Diese Funktion wird in einer Jsp Seite aufgerufen. Wie soll ich machen um die Zusendung des HTML-Contents im Anschluss der Text-Datei zu verhindern?

Vielen Dank!


----------



## maki (20. Mai 2009)

Wo wird denn downloadBackup aufgerufen?


----------



## amjed (20. Mai 2009)

maki hat gesagt.:


> Wo wird denn downloadBackup aufgerufen?




downloadBackup wird von einer jsp Datei (index.jsp) aufgerufen. Ich kreiere eine Instanz der KLasse dort dann rufe ich die Funktion downloadBackup auf.


----------



## maki (20. Mai 2009)

So etwas sollte man von einem Servlet machen lassen, JSPs sind Template für Textdarstellung.
Der Link kann ja ruhig in einer JSP dargestellt werden, sollte aber auf ein Servlet zeigen.


----------



## amjed (20. Mai 2009)

maki hat gesagt.:


> So etwas sollte man von einem Servlet machen lassen, JSPs sind Template für Textdarstellung.
> Der Link kann ja ruhig in einer JSP dargestellt werden, sollte aber auf ein Servlet zeigen.



Die Funktion wird sowieso in einem Servlet implementiert.

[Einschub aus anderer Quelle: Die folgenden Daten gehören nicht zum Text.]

PR #1956, opened 2022-05-23
re export amplify provider as theme provider and update all documenta…

jacoblogan:
#### Description of changes
This PR re exports the AmplifyProvider as ThemeProvider and updates all documentation to use the newly exported ThemeProvider.  This PR does not remove AmplifyProvider and is not a breaking change.

#### Checklist

- [x] PR description included
- [x] `yarn test` passes


zchenwei (approved):
This is looking good! You may want to update the exports snapshot :)

docs/src/pages/[platform]/components/card/examples/CardThemeExample.tsx
```diff
@@ -21,7 +21,7 @@ const cardTheme = {
 
 export const CardThemeExample = () => {
   return (
-    <AmplifyProvider theme={cardTheme}>
+    <ThemeProvider theme={cardTheme}>
```
Comment (reesscot) [inline docs/src/pages/[platform]/components/card/examples/CardThemeExample.tsx:24]: We should add a note in an Info alert above our Theme examples that the AmplifyProvider was renamed to ThemeProvider, and the ThemeProvider export is available since version 2.x.x (specific version added after we release?)

docs/src/pages/[platform]/getting-started/installation/dependencies.react.mdx
```diff
@@ -36,19 +36,19 @@ export default function App() {
 
 ### Custom Theme
 
-To add a [custom theme](/theming), wrap your app in the `AmplifyProvider` component and include the default styling.
+To add a [custom theme](/theming), wrap your app in the `ThemeProvider` component and include the default styling.
```
Comment (hbuchel) [inline docs/src/pages/[platform]/getting-started/installation/dependencies.react.mdx:39]: Just a note, when you merge in latest from main,  this section was removed since it doesn't provide much information about how to actually add a custom theme. We can probably keep it removed?

Comment (jacoblogan) [reply docs/src/pages/[platform]/getting-started/installation/dependencies.react.mdx]: thanks this has been removed

docs/src/pages/[platform]/components/card/examples/CardThemeExample.tsx
Comment (jacoblogan) [reply docs/src/pages/[platform]/components/card/examples/CardThemeExample.tsx:24]: Thanks that is a good call out, I've added an alert to all of the component examples and the theming getting started page.  For the version number I went with 2.18.3 because it looks like that will be our next release. But we can update that if we need to.

joebuono (commented):
Thanks for doing this. Can we also:
- rename the `packages/react/src/components/AmplifyProvider` directory
- `export * from './ThemeProvider'` in `packages/react/src/components/index.tsx`
- use `ThemeProvider` in `AmplifyProvider.test.tsx`

joebuono (approved):
Thanks for making the changes!

PR #2342, opened 2022-07-26
feat(react): add close button component for In-App Messaging

cshfang:
This PR adds a CloseIconButton component to be used by the In-App Messaging feature.

Tested with a local app and yarn test

#### Checklist

- [x] PR description included
- [x] `yarn test` passes
- [x] Tests are updated

### DIFF
--- a/packages/react/src/components/InAppMessaging/CloseIconButton/CloseIconButton.tsx
+++ b/packages/react/src/components/InAppMessaging/CloseIconButton/CloseIconButton.tsx
@@ -1,19 +1,27 @@
 import * as React from 'react';
 
-import { Link } from '../../../primitives';
+import { Button } from '../../../primitives';
 import { IconClose } from '../../../primitives/Icon/internal';
 
 import { CloseIconButtonProps } from './types';
 
 export function CloseIconButton({
   className,
+  dismissButtonLabel = 'Dismiss message',
   onClick,
   style,
   ...rest
 }: CloseIconButtonProps): JSX.Element {
   return (
-    <Link className={className} onClick={onClick} style={style} {...rest}>
-      <IconClose size="1.5rem" />
-    </Link>
+    <Button
+      ariaLabel={dismissButtonLabel}
+      className={className}
+      onClick={onClick}
+      style={style}
+      variation="link"
+      {...rest}
+    >
+      <IconClose aria-hidden="true" size="1.5rem" />
+    </Button>
   );
 }
--- a/packages/react/src/components/InAppMessaging/CloseIconButton/CloseIconButton.tsx
+++ b/packages/react/src/components/InAppMessaging/CloseIconButton/CloseIconButton.tsx
@@ -1,0 +1,19 @@
+import * as React from 'react';
+
+import { Link } from '../../../primitives';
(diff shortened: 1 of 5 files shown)


packages/react/src/components/InAppMessaging/CloseIconButton/CloseIconButton.tsx
```diff
@@ -0,0 +1,19 @@
...
+import { CloseIconButtonProps } from './types';
+
+export function CloseIconButton({
+  className,
+  onClick,
+  style,
+  ...rest
+}: CloseIconButtonProps): JSX.Element {
+  return (
+    <Link className={className} onClick={onClick} style={style} {...rest}>
```
hbuchel, line 15: Can we use a Button primitive here? Additionally, can we:

- add a string prop `dismissButtonLabel`
- add it as an aria-label attribute to this Button
- maybe default the prop to 'Dismiss message'? 

This way the button will have an accessible label. Our Alert primitive uses [a similar pattern](https://github.com/aws-amplify/amplify-ui/blob/main/packages/react/src/primitives/Alert/Alert.tsx#L19-L60)

packages/react/src/components/InAppMessaging/CloseIconButton/types.ts
```diff
@@ -0,0 +1,8 @@
+import { LinkProps } from '../../../primitives';
```
hbuchel, line 1: See note about preferring Button primitive.

packages/react/src/components/InAppMessaging/CloseIconButton/CloseIconButton.tsx
```diff
@@ -0,0 +1,19 @@
...
+      <IconClose size="1.5rem" />
```
hbuchel, line 16: We can add an `aria-hidden="true"` here assuming we add the button label noted in the comment above.  Otherwise, screenreaders will read out redundant text; VoiceOver for instance adds to word "group" to the button name if it has an unlabeled image inside.

packages/react/src/components/InAppMessaging/CloseIconButton/types.ts
hbuchel: @cshfang Should this be: 
```suggestion
import { ButtonProps } from '../../../primitives';
```
now that we're using a Button?

packages/react/src/components/InAppMessaging/CloseIconButton/types.ts
```diff
@@ -0,0 +1,15 @@
...
+   * @description
+   * Configures the accessible label for the close iconButton
+   */
+  dismissButtonLabel?: string;
+
+  /**
+   * @description
+   * Function called when close iconButton is clicked
+   */
+  onClick?: React.MouseEventHandler<HTMLButtonElement>;
```
hbuchel, line 14: I think if we are extending ButtonProps we no longer need to declare this.

cshfang: Yep, missed updating from Link to Button props

calebpollman (approved):
LGTM 🚢

hbuchel (approved):

PR #2343, opened 2022-07-26
fix: Update Authenticator dictionary with key and value for 'Dismiss alert'

ErikCH:
#### Description of changes
The dictionary for Authenticator was missing the 'Dismiss alert' key and value

We already have a test on this in Vue

#### Checklist

- [x] PR description included
- [x] `yarn test` passes
- [x] Tests are updated


packages/ui/src/i18n/dictionaries/authenticator/en.ts
```diff
@@ -14,6 +14,7 @@ export const enDict = {
   Confirming: 'Confirming',
   'Create Account': 'Create Account',
   'Creating Account': 'Creating Account',
+  'Dismiss alert': 'Dismiss alert',
```
calebpollman, line 17: Do we need to add key/values for our other dictionaries (example: _i18n/dictionaries/authenticator/id.ts_) to make sure we are covering international customers?

ErikCH: It would be nice, but we don't have the translations for other languages yet. We could add them in a future PR. If you look at the translations now, there is no parity between the translations we offer from one language to another.

ErikCH: Perhaps I can look into translations of those other texts, in this PR.

joebuono: I'll request that Totoro translate this text

joebuono (dismissed):

jacoblogan (dismissed):

zchenwei (approved):
LGTM!

joebuono (approved):

zchenwei (approved):

PR #2353, opened 2022-07-27
ci: remove `--no-lockfile` flag in e2e test

wlee221:
#### Description of changes

Previously in #1174, we added `--no-lockfile` to `yarn install` commands to test against latest dependency. 

But this has been problematic because:
- this creates discrepancy between local dev environment and the ci/cd environment, 
- ci/cd has been breaking to different hoisting structures ([example](https://github.com/aws-amplify/amplify-ui/runs/7548985338?check_suite_focus=true))

#### Minor improvement 
Also updates `reusable-e2e` test to use `install-with-retries` action that I created previously.

#### Checklist

- [x] PR description included
- [ ] `yarn test` passes
- [ ] Tests are updated

### DIFF
--- a/.github/workflows/reusable-e2e.yml
+++ b/.github/workflows/reusable-e2e.yml
@@ -62,7 +62,7 @@ jobs:
         uses: ./.github/actions/install-with-retries
         with:
           # only install binary if cypress cache missed
-          no-lockfile: true
+          no-lockfile: false
           skip-cypress-binary: ${{ steps.restore-cypress-cache.outputs.cache-hit }}
       - name: Build ui package
         run: yarn ui build
@@ -132,7 +132,7 @@ jobs:
 
       - name: Install packages
         if: steps.restore-cache.outputs.cache-hit != 'true'
-        run: yarn --no-lockfile
+        run: yarn
 
       - name: Build ui package
         if: ${{ steps.restore-ui-cache.outputs.cache-hit != 'true' && matrix.package != 'ui' }}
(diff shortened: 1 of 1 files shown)


calebpollman (approved):
🛳

.github/workflows/reusable-e2e.yml
```diff
@@ -132,7 +131,7 @@ jobs:
 
       - name: Install packages
         if: steps.restore-cache.outputs.cache-hit != 'true'
-        run: yarn --no-lockfile
+        uses: ./.github/actions/install-with-retries
```
wlee221, line 134: Using the reusable action i created in #2121. It doesn't use `--no-lockfile` by default.

0618 (approved):
🤞

.github/workflows/reusable-e2e.yml
```diff
@@ -239,7 +238,7 @@ jobs:
 
       - name: Install packages
         if: steps.restore-cache.outputs.cache-hit != 'true' || steps.restore-cypress-cache.outputs.cache-hit != 'true'
-        run: yarn --no-lockfile
+        uses: ./.github/actions/install-with-retries
```
0618, line 241: why would the retries help here?

jacoblogan (approved):
LGTM Thanks!

.github/workflows/reusable-e2e.yml
wlee221: It won't help our specific problem, but I just added it here as a minor improvement.

wlee221:
Going to force merge this, as this needs to be merged first before it takes effect.

PR #2354, opened 2022-07-27
feat(ui-react-native): add React Native Home to docs

calebpollman:
#### Description of changes
Add React Native Home page to docs

[POC Docs site](https://ui-react-native-add-react-native-docs-home.d2wnvax2ctai8z.amplifyapp.com/)

#### Issue #, if available
NA

Manually tested
#### Checklist

- [x] PR description included
- [x] `yarn test` passes
- [ ] Tests are updated


docs/src/components/home/sections/HeroSection.tsx
```diff
@@ -22,6 +22,15 @@ import { FRAMEWORKS } from '@/data/frameworks';
 import { FrameworkLogo } from '@/components/Logo';
 import { TerminalCommand } from '@/components/InstallScripts';
 
+const INSTALL_SCRIPTS = {
```
calebpollman, line 25: Moved this outside the scope of `HeroSection` to keep a static reference

docs/src/components/home/sections/HeroSection.tsx
```diff
@@ -22,6 +22,15 @@ import { FRAMEWORKS } from '@/data/frameworks';
...
+  react: `npm i @aws-amplify/ui-react aws-amplify`,
+  vue: `npm i @aws-amplify/ui-vue aws-amplify`,
+  angular: `npm i @aws-amplify/ui-angular aws-amplify`,
+  flutter: 'flutter pub add amplify_authenticator',
+  // add other deps here
+  'react native': `npm i @aws-amplify/ui-react-native aws-amplify`,
```
calebpollman, line 31: Will be adding more deps here that we rely on that have native dependencies (for example `react-native-safe-area-context`)

docs/src/utils/isDev.ts
```diff
@@ -0,0 +1 @@
+export const isDev = process.env.NODE_ENV === 'development';
```
0618, line 1: Since we are testing it as a feature flag, should we create a new env var, like `ff-react-native`? 


Also, we can wrap up all the code in some comment like 

```js
/* Start React-Native */ {code} /* End React-Native */
```

Then, it's easier to tell which code is a part of the feature flag, in case we need to clean it up.

We may not have to, but just some A/B testing experience. Open to discuss 😁 

You might already found it, but just ref it here. Some env vars we are using https://github.com/aws-amplify/amplify-ui/blob/main/docs/.env.example

0618 (commented):
Thanks for the quick PR! Would be nice if you can make a PoC for us to check 😁

docs/src/components/Layout/FrameworkChooser.tsx
```diff
@@ -14,6 +14,17 @@ interface FrameworkLinkProps extends FrameworkChooserProps {
...
+  // if framework is more than one word, capitalize all words
+  if (framework?.includes(' ')) {
+    return framework
+      .split(' ')
+      .map((item) => capitalize(item))
+      .join(' ');
+  }
+  return capitalize(framework);
+};
+
```
ioanabrooks, line 27: Should we memoize this function via useCallback?

calebpollman: Since `getFrameworkDisplayName ` is declared outside the scope of `FrameworkChooser` its reference does not change so pretty sure we do not need to wrap in a `useCallback`, and because it always returns a string (and therefore will not trigger re-renders) _think_ we are okay with not memoizing the output with `useMemo`. Thoughts?

docs/src/components/home/sections/HeroSection.tsx
calebpollman: Ln 30 is mostly a note for me 😄

docs/src/pages/[platform]/index.reactnative.tsx
```diff
@@ -0,0 +1,18 @@
+import * as React from 'react';
+import { useBreakpointValue } from '@aws-amplify/ui-react';
+
+import { useCustomRouter } from '@/components/useCustomRouter';
+import { AmplifySection, CompatibleSection } from '@/components/home/sections';
+
+export default function ReactNativeHomePage({ colorMode }) {
+  const {
+    query: { platform = 'react' },
```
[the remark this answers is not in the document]
Comment (calebpollman) [reply docs/src/pages/[platform]/index.reactnative.tsx:9]: I was just following the convention in the other _index.\<PLATFORM\>.tsx_ files but open to changing it. What do you think @0618 ?

docs/src/components/Layout/FrameworkChooser.tsx
calebpollman: @ioanabrooks  We could also just have use an object to look up the current framework name:
```
const FRAME_WORK_DISPLAY_NAMES = {
  react: 'React',
  'react native': 'React Native',
  flutter: 'Flutter',
  // ...other values
}
```

Not sure if we really need the complexity of the function I added when we know exactly what the `framework` values are

docs/src/pages/[platform]/index.reactnative.tsx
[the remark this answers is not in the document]
Comment (0618) [reply docs/src/pages/[platform]/index.reactnative.tsx:9]: If it's a "react-native" specific component,  we don't have to set the default value as `react`

0618:
Did you get a chance to test it in a PoC and see how it works for both "dev" and "prod"?

docs/src/pages/[platform]/index.reactnative.tsx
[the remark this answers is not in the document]
Comment (calebpollman) [reply docs/src/pages/[platform]/index.reactnative.tsx:9]: Should we update the rest of the "Home" page components? [Example](https://github.com/aws-amplify/amplify-ui/blob/326e258d058db247a14f190e37083b635170035d/docs/src/pages/%5Bplatform%5D/index.vue.tsx#L15)

0618:
The preview picture command line hasn't updated?

Should it be the following ?

```sh
npm i @aws-amplify/ui-react-native aws-amplify
```

docs/src/utils/featureFlags.ts
```diff
@@ -0,0 +1 @@
+export const isReactNativeEnabled = process.env.FF_REACT_NATIVE === 'TRUE';
```
0618, line 1: Nice!

docs/src/pages/[platform]/index.reactnative.tsx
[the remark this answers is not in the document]
Comment (0618) [reply docs/src/pages/[platform]/index.reactnative.tsx:9]: Yep, good catch. Ideally we should.

0618 (approved):
The preview picture need to be updated. Ideally we should use canvas to auto generate the pictures using the background image

reesscot (approved):
LGTM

Oder meinst du dass der Aufruf der Funktion selbst muss durch ein Servlet stattfinden?Gibt es vielleicht irgendwo im Web ein Besipiel das zeigt, wie man das mit Servlets und jsp das macht?


----------



## maki (20. Mai 2009)

Beschreib das mal genauer, Beispiele gibt es zig-Millionen im Netz.

Normal mache ich das so:
JSP hat einen Link zum Download, dieser link zeigt auf ein Servlet
Wenn das Servlet aufgerufen wird, sendet es die Datei, danach ist Schluss.


----------



## amjed (20. Mai 2009)

maki hat gesagt.:


> Beschreib das mal genauer, Beispiele gibt es zig-Millionen im Netz.
> 
> Normal mache ich das so:
> JSP hat einen Link zum Download, dieser link zeigt auf ein Servlet
> Wenn das Servlet aufgerufen wird, sendet es die Datei, danach ist Schluss.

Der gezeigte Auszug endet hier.